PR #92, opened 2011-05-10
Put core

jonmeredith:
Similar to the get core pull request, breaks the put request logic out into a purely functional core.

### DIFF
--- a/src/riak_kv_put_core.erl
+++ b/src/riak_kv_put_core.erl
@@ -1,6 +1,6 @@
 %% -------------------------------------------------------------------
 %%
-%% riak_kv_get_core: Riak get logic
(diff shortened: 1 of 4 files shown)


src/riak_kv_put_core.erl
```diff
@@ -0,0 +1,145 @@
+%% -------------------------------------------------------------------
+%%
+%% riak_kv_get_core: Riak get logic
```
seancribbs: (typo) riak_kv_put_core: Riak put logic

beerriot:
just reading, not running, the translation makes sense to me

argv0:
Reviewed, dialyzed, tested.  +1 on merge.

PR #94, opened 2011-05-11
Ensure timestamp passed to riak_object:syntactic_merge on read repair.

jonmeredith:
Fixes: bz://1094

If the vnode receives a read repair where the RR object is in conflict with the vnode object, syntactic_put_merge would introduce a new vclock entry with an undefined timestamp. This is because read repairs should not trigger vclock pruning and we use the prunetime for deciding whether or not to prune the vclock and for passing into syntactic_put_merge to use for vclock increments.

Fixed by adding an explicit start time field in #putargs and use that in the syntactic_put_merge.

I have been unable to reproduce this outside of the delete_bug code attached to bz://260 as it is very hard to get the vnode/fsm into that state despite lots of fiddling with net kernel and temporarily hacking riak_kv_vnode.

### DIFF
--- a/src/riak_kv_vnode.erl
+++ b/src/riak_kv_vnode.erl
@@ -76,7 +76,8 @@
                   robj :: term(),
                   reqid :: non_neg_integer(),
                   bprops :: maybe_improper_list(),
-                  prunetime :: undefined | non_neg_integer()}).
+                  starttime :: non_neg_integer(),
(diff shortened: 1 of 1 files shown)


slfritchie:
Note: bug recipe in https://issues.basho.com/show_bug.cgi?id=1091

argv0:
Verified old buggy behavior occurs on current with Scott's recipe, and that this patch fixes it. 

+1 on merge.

==

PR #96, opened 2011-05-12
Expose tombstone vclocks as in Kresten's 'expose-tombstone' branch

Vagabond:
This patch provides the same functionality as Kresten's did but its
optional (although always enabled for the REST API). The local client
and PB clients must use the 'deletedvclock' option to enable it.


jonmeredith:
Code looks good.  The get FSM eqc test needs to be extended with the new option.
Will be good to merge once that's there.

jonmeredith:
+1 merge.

* * *

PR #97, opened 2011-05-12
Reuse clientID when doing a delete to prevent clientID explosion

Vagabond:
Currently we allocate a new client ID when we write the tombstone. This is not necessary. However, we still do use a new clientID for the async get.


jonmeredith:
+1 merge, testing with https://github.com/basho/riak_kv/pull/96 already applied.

● Assigned task: Among the entries above, how many lines include the word "shortened"? Give the number with no comment.

● Output: 2